A court in Sardinia on Tuesday called Meloni to testify against the men in July, Italy’s ANSA news agency reported. The suspects are accused of defamation, and face criminal charges as well as Meloni’s civil suit.
According to Meloni’s lawyers, the men – a 42-year-old and his 73-year-old father – superimposed the prime minister’s face onto a porn actress’ body and posted several explicit videos to an American porn site. ANSA states that the videos “stayed online for several months and were viewed millions of times by users from around the world.”
The videos were created before Meloni became prime minister in 2022, and the alleged suspects were arrested in 2020, after police identified and tracked down the mobile devices used to post them online.
Read moreFake Taylor Swift nudes ‘alarming’ – White House
The eldest suspect has asked to be sentenced to community service in order to settle the criminal component of the case, ANSA reported. A judge will decide on his request next week.

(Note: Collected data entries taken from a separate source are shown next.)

Issue #447, opened 2018-10-12
Apparent bug for ``torchtext.data.vocab.Vocab`` causing collisions between OOV words and in vocab words.


nryant:
When using `torchtext` version 0.3.1, I notice a rather alarming bug affecting `torchtext.vocab.Vocab` that causes collisions between OOV words and non-OOV words. When a vocabulary is instantiated with `specials_first=True`, there is a collision between OOV words and the first special word:

 ```
from collections import Counter
import torchtext
word_freqs = Counter({'the' : 10, 'apple' : 5, 'cat' : 2})
word_vocab = torchtext.vocab.Vocab(word_freqs, specials=['<pad>'], specials_first=True)
for word in ['<pad>', 'dfsddfsdfds']:
    print(word, word_vocab.stoi[word])
```

which yields:

```
('<pad>', 0)
('dfsddfsdfds', 0)
```

Similarly, when `specials_first=False`, there is a collision between OOV words and the highest frequency word in the vocabulary:

```
word_vocab = torchtext.vocab.Vocab(word_freqs, specials=['<pad>'], specials_first=False)
for word in ['the', 'dfsddfsdfds']:
    print(word, word_vocab.stoi[word])
('the', 0)
('dfsddfsdfds', 0)
```

The culprit appears to be the following line of `vocab.py`:

`self.stoi.update({tok: i for i, tok in enumerate(self.itos)})`

I assume this behavior is unintended. If so, it's a relatively easy fix assuming that `_default_unk_index` sill never be changed to output anything other than 0.

mttk:
Yeah this is not the nicest bug. Assuming UNK=0 is ok since it's already hardcoded (so we can hardcode it further). I'll fix this when I get the time, if someone wants to take a stab at it, feel free.

PR #482, opened 2018-12-06
Fix collisions between oov words and in-vocab words (#447)

mtreviso:
Fix issue #447 by verifying if `<unk>` is not in specials list and then creates a defaultdict without default_factory.

### DIFF
--- a/test/test_vocab.py
+++ b/test/test_vocab.py
@@ -49,6 +49,38 @@ class TestVocab(TorchtextTestCase):
         self.assertEqual(v.itos, expected_itos)
         self.assertEqual(dict(v.stoi), expected_stoi)
 
+    def test_vocab_without_unk(self):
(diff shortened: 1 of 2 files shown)


mttk:
Thanks, this will work for now, but needs to be handled better.

raheelqader:
This change broke my code as my unknown token was <UNK> (in capital). I had to manually change <unk> to <UNK> vocab.py to fix it.

cpuhrsch:
The documentation wasn't updated that Vocab now by default doesn't prepend the unk token anymore ([as is being verified in this test](https://github.com/pytorch/text/commit/edafd9cb284010043d8aba7d8e57f91aaad77e99#diff-1b0eb69c4a8ebef932dcd9fd350c7be4R52)) unless passed explicitly. I fixed it [here](https://github.com/pytorch/text/pull/567/files#diff-7ac0ea3f4d05c510e01f73bf2491691bL46) and included <unk> in the default specials list to reflect the default behavior.

PR #495, opened 2019-01-28
fix parameter specials in Field.build_vocab

speedcell4:


mttk:
I believe that the specials argument was off-limits to users intentionally. Do you have any use-case not covered by pad, bos, eos or unk?

mttk:
Makes sense. AFAIK, the case #3 should be better handled while creating batches (because post-processing is used just once, and you would want to have different tokens masked between epochs). 
Could you fix the travis errors & write a test for one of those use-cases (ex. add a special token and then validate it's added)

speedcell4:
no, `postprocessing` will be used once in every batch

```python
sentence = 'I have an apple'


def postprocessing(batch, vocab):
    print(f'postprocessing is called')
    res_batch = []
    for ex in batch:
        res_ex = []
        for token in ex:
            if random.random() < 0.5:
                res_ex.append(vocab.stoi['<unk>'])
            else:
                res_ex.append(token)
        res_batch.append(res_ex)
    return res_batch


class Dummy(Dataset):
    def __init__(self, examples, fields):
        super(Dummy, self).__init__(examples, fields)

    @classmethod
    def iters(cls):
        WORD = Field(postprocessing=postprocessing)
        fields = [('word', WORD)]
        examples = [
            Example.fromlist([sentence], fields=fields),
        ]
        dataset = cls(examples, fields)
        WORD.build_vocab(dataset)
        return Iterator(dataset, batch_size=1)


if __name__ == '__main__':
    train = Dummy.iters()
    for _ in range(2):
        for batch in train:
            print(batch.word.tolist())

# postprocessing is called
# [[2], [0], [3], [4]]
# postprocessing is called
# [[2], [5], [0], [4]]
```

I will finish the unit tests soon

speedcell4:
this project should provide an edit configuration file, my PyCharm always fix the none-pep8 format automatically

PR #501, opened 2019-02-04
Add batch_size_multiple argument to torchtext.data.batch

guillaumekln:
FP16 acceleration on Tensor Cores requires each dimension to be a multiple of 8. I propose here to extend the `torchtext.data.batch` generator to possibly constrain the number of returned elements to be a multiple of a specified value.


guillaumekln:
Let me also update the `Iterator` class.

PR #506, opened 2019-02-19
Fix encoding for sequence tagging dataset

akurniawan:
This PR is to fix the following error that I have encountered. The data need to be encoded first before torchtext able to load it perfectly.

```
  File "/opt/conda/lib/python3.6/site-packages/torchtext/data/dataset.py", line 78, in splits
    os.path.join(path, train), **kwargs)
  File "/opt/conda/lib/python3.6/site-packages/torchtext/datasets/sequence_tagging.py", line 29, in __init__
    for line in input_file:
  File "/opt/conda/lib/python3.6/encodings/ascii.py", line 26, in decode
    return codecs.ascii_decode(input, self.errors)[0]
UnicodeDecodeError: 'ascii' codec can't decode byte 0xc2 in position 301: ordinal not in range(128)
```


mttk:
Thanks!

PR #521, opened 2019-03-31
fix dead url for fasttext vectors

grll:
Previous URL has been returning 403 for quite a while now this new url seems to be working better.

### DIFF
--- a/torchtext/vocab.py
+++ b/torchtext/vocab.py
@@ -407,7 +407,7 @@ class GloVe(Vectors):
 
 class FastText(Vectors):
 
-    url_base = "https://dl.fbaipublicfiles.com/fasttext/vectors-wiki/wiki.{}.vec"
+    url_base = 'https://dl.fbaipublicfiles.com/fasttext/vectors-wiki/wiki.{}.vec'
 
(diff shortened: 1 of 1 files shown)


torchtext/vocab.py
```diff
@@ -407,7 +407,7 @@ def __init__(self, name='840B', dim=300, **kwargs):
 
 class FastText(Vectors):
 
-    url_base = 'https://s3-us-west-1.amazonaws.com/fasttext-vectors/wiki.{}.vec'
```
nzw0301: Could you use `'` instead of `"` for consistency?

torchtext/vocab.py
```diff
@@ -407,7 +407,7 @@ def __init__(self, name='840B', dim=300, **kwargs):
...
+    url_base = "https://dl.fbaipublicfiles.com/fasttext/vectors-wiki/wiki.{}.vec"
```
nzw0301: Could you use ' instead of " for consistency?

grll: sure, I changed it.

mttk:
Thanks!

PR #530, opened 2019-04-26
Avoid installation of `test` folder

vfdev-5:
A small patch to avoid copying `test/common` and `test/data` folders when `torchtext` is installed.
Currently one can find them at
```
ls <python>/site-packages/test/
> common  data
```

### DIFF
--- a/setup.py
+++ b/setup.py
@@ -41,7 +41,7 @@ setup_info = dict(
     ],
 
     # Package info
-    packages=find_packages(exclude=('test',)),
+    packages=find_packages(exclude=('test','test.*')),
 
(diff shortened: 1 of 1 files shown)


vfdev-5:
Tested locally by installing with 
```
git clone https://github.com/vfdev-5/text.git -b patch-1 && text
pip install .
ls <python>/site-packages/test/
> no folder
```

mttk:
@vfdev-5 flake is complaining about missing whitespace, could you please fix that and then I'll merge

mttk:
Thanks!

PR #531, opened 2019-04-26
Fix the hard code for the unk_index

seanliu96:
Hi all,

I notice that the Vocab uses the defaultdict but the default number is always 0. 
If I set specials_first=False, then the unk_index must be wrong;
If I set the specials=['\<eos\>', '\<sos\>', '\<pad\>', '\<unk\>'], then the unk_index is also wrong.

The correct way is to generate the unk_index according to the specials.

Best regards,
Xin Liu

### DIFF
--- a/torchtext/vocab.py
+++ b/torchtext/vocab.py
@@ -67,7 +67,6 @@ class Vocab(object):
             # only extend max size if specials are prepended
             max_size = None if max_size is None else max_size + len(specials)
 
-
         # frequencies of special tokens are not counted when building vocabulary
         # in frequency order
         for tok in specials:
--- a/torchtext/vocab.py
+++ b/torchtext/vocab.py
@@ -63,8 +63,8 @@ class Vocab(object):
             # find the unk_index in specials
             if '<unk>' in specials:
                 self.unk_index = specials.index('<unk>')
-            elif '<pad>' in specials:
-                self.unk_index = specials.index('<pad>')
+            # elif '<pad>' in specials:
+                # self.unk_index = specials.index('<pad>')
 
         # frequencies of special tokens are not counted when building vocabulary
         # in frequency order
@@ -86,10 +86,10 @@ class Vocab(object):
             # find the unk_index in specials
             if '<unk>' in specials:
                 self.unk_index = specials.index('<unk>') + len(self.itos)
-            elif '<pad>' in specials:
-                self.unk_index = specials.index('<pad>') + len(self.itos)
+            # elif '<pad>' in specials:
+                # self.unk_index = specials.index('<pad>') + len(self.itos)
             self.itos.extend(list(specials))
-        
+
         if self.unk_index is None:
             self.stoi = defaultdict()
         else:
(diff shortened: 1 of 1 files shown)


seanliu96:
I paste the result of test_vocab_without_unk. It doesn't raise a KeyError because I set the unk_index = pad_index if '\<pad\>' is in specials but '\<unk\>' is not.
Of course, it is a optional method. I do this because the tensor of '\<pad\>' is zero and that of '\<unk\>' is also zero.

However, the new Vocab can not be serialized because I use a lambda function.

    def test_vocab_without_unk(self):
        c = Counter({'hello': 4, 'world': 3, 'ᑌᑎIᑕOᗪᕮ_Tᕮ᙭T': 5, 'freq_too_low': 2})
        oov_word = 'OOVWORD'
        self.assertNotIn(oov_word, c)
    
        # tests for specials_first=True
        v_first = vocab.Vocab(c, min_freq=3, specials=['<pad>'], specials_first=True)
        expected_itos_first = ['<pad>', 'ᑌᑎIᑕOᗪᕮ_Tᕮ᙭T', 'hello', 'world']
        expected_stoi_first = {x: index for index, x in enumerate(expected_itos_first)}
        self.assertEqual(v_first.itos, expected_itos_first)
        self.assertEqual(dict(v_first.stoi), expected_stoi_first)
        self.assertNotIn(oov_word, v_first.itos)
        self.assertNotIn(oov_word, v_first.stoi)
    
        # tests for specials_first=False
        v_last = vocab.Vocab(c, min_freq=3, specials=['<pad>'], specials_first=False)
        expected_itos_last = ['ᑌᑎIᑕOᗪᕮ_Tᕮ᙭T', 'hello', 'world', '<pad>']
        expected_stoi_last = {x: index for index, x in enumerate(expected_itos_last)}
        self.assertEqual(v_last.itos, expected_itos_last)
        self.assertEqual(dict(v_last.stoi), expected_stoi_last)
        self.assertNotIn(oov_word, v_last.itos)
        self.assertNotIn(oov_word, v_last.stoi)
    
        # check if pad is mapped to the first index
        self.assertEqual(v_first.stoi['<pad>'], 0)
        # check if pad is mapped to the last index
        self.assertEqual(v_last.stoi['<pad>'], max(v_last.stoi.values()))
    
        # check if an oovword is not in vocab and a default unk_id is not assigned to it
>       self.assertRaises(KeyError, v_first.stoi.__getitem__, oov_word)
E       AssertionError: KeyError not raised

mttk:
@seanliu96 I'll try to get around the pickling error and then merge this. Thanks for the PR!

seanliu96:
@mttk Thanks for your efforts!

francoishernandez:
@seanliu96 we have some issues related to this at [OpenNMT-py](https://github.com/OpenNMT/OpenNMT-py).
Loading previously trained models breaks : http://forum.opennmt.net/t/issue-loading-pretrained-models-for-machine-translation/2982.
Any idea of a quick workaround?
Thanks!

mttk:
@francoishernandez the dirtiest fix is to change the error creating L115 of `vocab.py` to `if state.get("unk_index", None) is None:`. I can create a PR soonish.

PR #538, opened 2019-05-19
Modify download_from_url to retrieve stopped download

belerico:
Added the possibility to retrieve download of vectors if it was for some reason stopped


belerico:
I've add the possibility to retrieve download of vectors if it was for some reason stopped

Issue #513, opened 2019-03-18
How can I filter out too high frequency words


sheepover96:
Hi!

Now I want to filter out too frequency words when i call build_vocab() method like a following manner.
```
TEXT = Field(sequential=True, lower=True)
TEXT.build_vocab(lang, max_freq=40)
```
Is there any method to do this or do I need to implement it by my self?

zhangguanheng66:
For now, please implement it as needed. If we continuously receive such feature request, we will add it via a PR.

Nayef211:
I don't believe we plan to add any features about high frequency words (only low frequency words are supported for the time being). Closing this for now but will reopen if we continue getting requests for this feature.

PR #541, opened 2019-05-30
add max_freq argument to Vocab: filter out high frequency tokens

sheepover96:
Add max_freq argument to Vocab to filter out high frequency tokens.
Based on following  Issue https://github.com/pytorch/text/issues/513


zhangguanheng66:
Thanks. Looks good to me. Could you also add the unit tests coving max_freq, like 0.0, 1.0, 100, float('int').

zhangguanheng66:
@sheepover96 Could you rebase and resolve the conflicts to land? Thanks.

torchtext/vocab.py
```diff
@@ -33,15 +33,18 @@ class Vocab(object):
...
+                 vectors_cache=None, specials_first=True):
         """Create a Vocab object from a collections.Counter.
 
         Arguments:
             counter: collections.Counter object holding the frequencies of
                 each value found in the data.
             max_size: The maximum size of the vocabulary, or None for no
                 maximum. Default: None.
+            max_freq: The max frequency of tokens in the vocabulary.
+                      Values less than 1 will be set to 1. Default: inf (no filter).
```
zhangguanheng66: This may not be important. Should we also check max_freq larger than min_freq?

sheepover96: Thank you for reviewing!
In the case that min_freq is larger than max_freq, should we return some error?

zhangguanheng66: Definitely. It makes sense to return an error message.

sheepover96:
CI test for python2 seems to failed by package(nltk_data) download error.
Am I able to fix it?
https://travis-ci.org/pytorch/text/jobs/571905378

zhangguanheng66:
> CI test for python2 seems to failed by package(nltk_data) download error.
> Am I able to fix it?
> https://travis-ci.org/pytorch/text/jobs/571905378

Thanks. Please fix it in a separate PR so it's easy for the record.

Issue #491, opened 2019-01-16
`input, target = batch` syntax is not working if the batch is created by BPTTIterator


ikorolev93:
Minimal reproduction code:
```
import torchtext.datasets as datasets

train, valid, test = datasets.WikiText2.iters()
input, target = next(iter(train))
```

Expected: no errors
Actual result:
```
Traceback (most recent call last):
  File ".../main.py", line 4, in <module>
    input, target = next(iter(train))
  File ".../venv/lib/python3.7/site-packages/torchtext/data/batch.py", line 78, in __iter__
    yield self._get_field_values(self.input_fields)
AttributeError: 'Batch' object has no attribute 'input_fields'
```
---
Looking at the code, `BPTTIterator` calls `Batch.fromvars` that creates a `Batch`, but never defines the `input_fields` and `target_fields` (unless it's passed in `**kwargs`, which is not the case). Copying the appropriate initialization code from constructor, it starts working.
So either `Batch.fromvars` should calculate `input_fields` and `target_fields` from `dataset`, or `BPTTIterator` should pass them in `**kwargs`.

mttk:
Thanks for reporting, will fix this ASAP.

zhangguanheng66:
Hi @mttk just wondering if there are any progress for this issue. Thanks.

mttk:
Hey @zhangguanheng66, I've (re)identified the problem, and I have a quick and dirty solution. I'll open a PR right away (#542), but the language modelling pipeline needs a large restructure.

Nayef211:
We have migrated all datasets to torchdata datapipes and should not be seeing this issue any longer.

PR #542, opened 2019-05-30
Add input and output field lists to fromvars init

mttk:
Dirty fix for #491


zhangguanheng66:
@mttk Thanks for the PR. If you feel the language model pipeline needs a large reconstruction, we could plan it via conference calls.

Nayef211:
Closing since iterator no longer exists within torchtext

Meloni’s lawyer, Maria Giulia Marongiu, told the BBC that the sum of €100,000 is “symbolic,” and would be donated by Meloni to charities supporting victims of domestic abuse. She filed her lawsuit to “send a message to women who are victims of this kind of abuse of power not to be afraid to press charges,” Marongiu said.
The term ‘deepfake’ is used to describe highly realistic photos or videos that have been digitally altered – or created from scratch with artificial intelligence – to depict people, typically celebrities or public figures, saying or doing things they never did. US intelligence agencies have warned that deepfake technology could be used to influence elections or help cybercriminals gain access to sensitive information, while the Indian government has threatened tech companies with legal penalties after a slew of deepfake videos featuring actresses and politicians caused a public outcry last year.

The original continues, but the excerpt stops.